[WORK INSTRUCTIONS]:
Each line of the listing that includes the string "gencomposeconfig" is to be identified and copied.

[DATA]:
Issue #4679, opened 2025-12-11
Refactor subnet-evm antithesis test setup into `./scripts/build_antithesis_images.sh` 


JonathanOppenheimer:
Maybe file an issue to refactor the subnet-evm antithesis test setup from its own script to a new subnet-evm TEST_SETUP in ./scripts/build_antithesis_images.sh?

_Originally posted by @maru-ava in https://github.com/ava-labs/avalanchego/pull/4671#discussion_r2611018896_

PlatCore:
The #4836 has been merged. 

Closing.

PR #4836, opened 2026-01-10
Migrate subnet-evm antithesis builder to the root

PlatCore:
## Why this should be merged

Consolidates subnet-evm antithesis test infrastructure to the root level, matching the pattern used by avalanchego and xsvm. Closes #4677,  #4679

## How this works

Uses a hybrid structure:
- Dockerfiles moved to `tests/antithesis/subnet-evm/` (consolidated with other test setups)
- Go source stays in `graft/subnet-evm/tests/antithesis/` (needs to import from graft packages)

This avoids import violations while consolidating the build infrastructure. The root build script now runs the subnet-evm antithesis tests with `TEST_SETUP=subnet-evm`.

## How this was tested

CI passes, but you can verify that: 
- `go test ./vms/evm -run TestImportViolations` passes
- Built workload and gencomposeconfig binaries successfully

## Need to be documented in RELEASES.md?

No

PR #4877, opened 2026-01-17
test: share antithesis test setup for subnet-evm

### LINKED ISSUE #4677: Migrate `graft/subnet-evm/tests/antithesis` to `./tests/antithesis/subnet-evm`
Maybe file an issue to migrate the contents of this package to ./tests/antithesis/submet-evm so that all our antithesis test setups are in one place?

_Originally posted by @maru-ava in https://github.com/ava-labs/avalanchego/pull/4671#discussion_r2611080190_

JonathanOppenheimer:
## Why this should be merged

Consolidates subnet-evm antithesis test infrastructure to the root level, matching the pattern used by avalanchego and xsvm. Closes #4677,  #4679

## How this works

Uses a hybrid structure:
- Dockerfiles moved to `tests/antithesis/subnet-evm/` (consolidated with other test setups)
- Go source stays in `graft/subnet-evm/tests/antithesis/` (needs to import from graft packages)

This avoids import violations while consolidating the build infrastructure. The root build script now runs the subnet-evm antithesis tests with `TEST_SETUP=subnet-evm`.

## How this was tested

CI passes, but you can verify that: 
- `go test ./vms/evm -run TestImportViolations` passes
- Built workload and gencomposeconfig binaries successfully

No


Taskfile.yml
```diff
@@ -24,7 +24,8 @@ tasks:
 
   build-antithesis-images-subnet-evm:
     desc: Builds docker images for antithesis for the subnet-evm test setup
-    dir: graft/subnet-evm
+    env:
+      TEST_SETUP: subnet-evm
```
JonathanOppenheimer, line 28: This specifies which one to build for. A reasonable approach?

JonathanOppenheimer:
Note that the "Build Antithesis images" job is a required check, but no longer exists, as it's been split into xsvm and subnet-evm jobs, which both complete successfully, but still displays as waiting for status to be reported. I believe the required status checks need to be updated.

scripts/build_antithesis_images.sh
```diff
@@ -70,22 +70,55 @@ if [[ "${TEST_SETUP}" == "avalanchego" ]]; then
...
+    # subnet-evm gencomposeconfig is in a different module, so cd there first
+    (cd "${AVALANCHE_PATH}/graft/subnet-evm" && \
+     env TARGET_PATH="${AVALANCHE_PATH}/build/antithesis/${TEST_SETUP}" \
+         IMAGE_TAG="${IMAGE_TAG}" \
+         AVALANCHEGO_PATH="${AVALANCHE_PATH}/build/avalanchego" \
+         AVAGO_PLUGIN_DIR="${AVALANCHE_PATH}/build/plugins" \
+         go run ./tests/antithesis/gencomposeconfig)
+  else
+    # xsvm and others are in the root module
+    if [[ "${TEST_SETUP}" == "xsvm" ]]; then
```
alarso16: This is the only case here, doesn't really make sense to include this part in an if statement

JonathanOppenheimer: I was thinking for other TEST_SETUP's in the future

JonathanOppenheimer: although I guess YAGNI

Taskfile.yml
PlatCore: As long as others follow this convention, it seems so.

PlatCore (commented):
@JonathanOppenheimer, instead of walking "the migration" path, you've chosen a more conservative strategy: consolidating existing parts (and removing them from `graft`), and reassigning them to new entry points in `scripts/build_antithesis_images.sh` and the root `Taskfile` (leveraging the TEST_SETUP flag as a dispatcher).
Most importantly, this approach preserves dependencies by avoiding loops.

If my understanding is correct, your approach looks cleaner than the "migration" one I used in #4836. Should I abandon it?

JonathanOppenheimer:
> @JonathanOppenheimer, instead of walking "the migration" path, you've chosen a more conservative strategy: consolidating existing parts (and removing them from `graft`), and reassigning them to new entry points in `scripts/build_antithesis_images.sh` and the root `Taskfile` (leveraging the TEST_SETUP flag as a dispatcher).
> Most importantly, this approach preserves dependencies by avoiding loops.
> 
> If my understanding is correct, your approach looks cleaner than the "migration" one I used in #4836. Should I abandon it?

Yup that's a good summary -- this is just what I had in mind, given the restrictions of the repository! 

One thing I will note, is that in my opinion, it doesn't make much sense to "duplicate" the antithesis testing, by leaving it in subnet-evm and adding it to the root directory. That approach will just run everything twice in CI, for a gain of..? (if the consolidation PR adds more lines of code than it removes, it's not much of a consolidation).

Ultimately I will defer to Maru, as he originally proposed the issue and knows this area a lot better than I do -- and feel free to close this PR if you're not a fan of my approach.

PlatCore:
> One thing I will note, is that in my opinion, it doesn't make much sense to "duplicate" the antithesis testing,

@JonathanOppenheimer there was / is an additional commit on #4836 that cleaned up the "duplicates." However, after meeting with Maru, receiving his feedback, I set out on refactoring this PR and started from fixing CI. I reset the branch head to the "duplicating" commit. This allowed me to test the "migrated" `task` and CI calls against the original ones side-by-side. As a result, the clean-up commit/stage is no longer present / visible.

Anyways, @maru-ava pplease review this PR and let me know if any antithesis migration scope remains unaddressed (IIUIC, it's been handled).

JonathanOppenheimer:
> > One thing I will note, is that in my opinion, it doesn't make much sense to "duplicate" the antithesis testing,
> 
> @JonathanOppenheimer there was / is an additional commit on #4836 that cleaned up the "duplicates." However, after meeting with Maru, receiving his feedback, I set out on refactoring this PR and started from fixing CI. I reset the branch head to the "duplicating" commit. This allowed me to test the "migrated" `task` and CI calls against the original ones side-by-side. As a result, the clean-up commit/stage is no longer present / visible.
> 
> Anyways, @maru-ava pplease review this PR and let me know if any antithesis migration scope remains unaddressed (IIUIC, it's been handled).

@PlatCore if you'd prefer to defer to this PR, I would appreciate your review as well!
---
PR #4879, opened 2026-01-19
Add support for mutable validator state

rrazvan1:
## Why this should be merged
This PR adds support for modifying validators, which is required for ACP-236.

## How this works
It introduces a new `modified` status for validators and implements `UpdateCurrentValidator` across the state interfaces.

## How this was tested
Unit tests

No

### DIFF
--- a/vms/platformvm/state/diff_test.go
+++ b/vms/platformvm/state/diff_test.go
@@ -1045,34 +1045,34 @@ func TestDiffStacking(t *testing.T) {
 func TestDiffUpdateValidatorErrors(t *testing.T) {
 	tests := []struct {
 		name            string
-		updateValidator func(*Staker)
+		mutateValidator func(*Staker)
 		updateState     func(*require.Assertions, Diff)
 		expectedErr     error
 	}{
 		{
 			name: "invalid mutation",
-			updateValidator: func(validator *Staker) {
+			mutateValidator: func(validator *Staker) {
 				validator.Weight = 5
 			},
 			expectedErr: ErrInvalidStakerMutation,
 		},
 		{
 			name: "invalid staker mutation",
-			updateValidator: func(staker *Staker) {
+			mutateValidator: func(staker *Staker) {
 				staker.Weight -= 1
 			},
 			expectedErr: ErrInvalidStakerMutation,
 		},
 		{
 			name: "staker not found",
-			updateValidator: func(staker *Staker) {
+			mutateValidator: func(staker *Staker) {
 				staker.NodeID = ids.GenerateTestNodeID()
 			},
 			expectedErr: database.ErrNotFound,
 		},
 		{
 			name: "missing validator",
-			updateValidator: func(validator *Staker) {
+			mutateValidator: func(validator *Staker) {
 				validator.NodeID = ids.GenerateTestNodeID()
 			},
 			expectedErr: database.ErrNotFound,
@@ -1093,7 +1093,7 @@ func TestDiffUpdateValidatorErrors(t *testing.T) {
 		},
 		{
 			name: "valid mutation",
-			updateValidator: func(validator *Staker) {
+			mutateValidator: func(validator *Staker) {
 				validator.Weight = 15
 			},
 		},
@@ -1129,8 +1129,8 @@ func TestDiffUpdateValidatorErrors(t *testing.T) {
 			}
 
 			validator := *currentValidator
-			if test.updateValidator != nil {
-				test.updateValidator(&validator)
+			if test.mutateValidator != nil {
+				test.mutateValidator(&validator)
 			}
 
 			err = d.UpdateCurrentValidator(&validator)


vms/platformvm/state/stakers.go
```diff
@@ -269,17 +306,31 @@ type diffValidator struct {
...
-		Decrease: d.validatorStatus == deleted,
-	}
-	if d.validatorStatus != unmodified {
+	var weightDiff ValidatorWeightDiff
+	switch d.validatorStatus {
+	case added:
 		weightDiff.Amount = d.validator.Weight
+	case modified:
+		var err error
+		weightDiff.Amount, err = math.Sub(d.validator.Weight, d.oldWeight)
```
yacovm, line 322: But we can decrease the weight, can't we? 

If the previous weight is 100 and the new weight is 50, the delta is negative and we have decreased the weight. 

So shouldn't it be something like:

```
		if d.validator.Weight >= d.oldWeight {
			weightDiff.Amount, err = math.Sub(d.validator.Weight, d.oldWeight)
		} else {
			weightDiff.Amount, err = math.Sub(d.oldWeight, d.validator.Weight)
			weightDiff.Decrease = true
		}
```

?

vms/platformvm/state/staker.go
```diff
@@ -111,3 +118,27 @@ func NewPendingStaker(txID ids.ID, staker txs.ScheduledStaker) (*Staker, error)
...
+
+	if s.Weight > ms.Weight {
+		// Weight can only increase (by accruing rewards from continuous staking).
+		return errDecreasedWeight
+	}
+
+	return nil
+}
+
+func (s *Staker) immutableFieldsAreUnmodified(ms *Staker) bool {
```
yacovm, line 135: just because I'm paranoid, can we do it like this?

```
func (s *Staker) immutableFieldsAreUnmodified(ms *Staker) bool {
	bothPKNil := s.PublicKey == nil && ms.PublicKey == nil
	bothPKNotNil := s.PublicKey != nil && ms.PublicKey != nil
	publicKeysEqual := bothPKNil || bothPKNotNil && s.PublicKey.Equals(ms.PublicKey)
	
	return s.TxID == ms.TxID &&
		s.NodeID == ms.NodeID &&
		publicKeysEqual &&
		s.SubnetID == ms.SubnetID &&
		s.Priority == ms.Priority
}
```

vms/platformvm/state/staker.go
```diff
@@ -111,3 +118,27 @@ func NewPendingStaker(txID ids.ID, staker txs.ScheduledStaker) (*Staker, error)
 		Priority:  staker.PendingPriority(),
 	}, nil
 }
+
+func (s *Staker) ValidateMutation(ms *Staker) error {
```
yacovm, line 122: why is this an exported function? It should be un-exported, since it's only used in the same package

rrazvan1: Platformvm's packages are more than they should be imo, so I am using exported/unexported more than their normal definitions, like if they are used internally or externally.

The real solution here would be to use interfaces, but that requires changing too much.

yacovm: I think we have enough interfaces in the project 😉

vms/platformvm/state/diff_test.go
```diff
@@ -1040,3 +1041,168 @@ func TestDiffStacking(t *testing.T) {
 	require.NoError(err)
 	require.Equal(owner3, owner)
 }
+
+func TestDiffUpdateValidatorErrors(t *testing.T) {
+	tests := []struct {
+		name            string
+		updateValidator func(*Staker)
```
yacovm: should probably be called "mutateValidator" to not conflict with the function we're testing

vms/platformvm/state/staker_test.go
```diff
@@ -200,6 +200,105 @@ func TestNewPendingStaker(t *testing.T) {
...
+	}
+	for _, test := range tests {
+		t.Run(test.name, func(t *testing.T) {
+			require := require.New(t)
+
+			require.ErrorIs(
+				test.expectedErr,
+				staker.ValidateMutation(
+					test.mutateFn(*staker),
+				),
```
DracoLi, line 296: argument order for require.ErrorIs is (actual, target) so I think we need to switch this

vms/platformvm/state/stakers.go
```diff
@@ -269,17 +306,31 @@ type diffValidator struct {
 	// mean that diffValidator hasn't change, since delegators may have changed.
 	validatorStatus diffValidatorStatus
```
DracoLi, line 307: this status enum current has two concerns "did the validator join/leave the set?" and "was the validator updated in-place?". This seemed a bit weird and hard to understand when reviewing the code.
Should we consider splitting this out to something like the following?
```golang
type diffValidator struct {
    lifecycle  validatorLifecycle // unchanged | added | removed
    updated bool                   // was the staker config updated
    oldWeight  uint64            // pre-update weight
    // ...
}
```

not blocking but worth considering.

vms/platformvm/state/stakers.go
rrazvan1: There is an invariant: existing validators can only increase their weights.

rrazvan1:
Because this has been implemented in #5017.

[TASK RESPONSE]:
- Built workload and gencomposeconfig binaries successfully
- Built workload and gencomposeconfig binaries successfully
+    # subnet-evm gencomposeconfig is in a different module, so cd there first
+         go run ./tests/antithesis/gencomposeconfig)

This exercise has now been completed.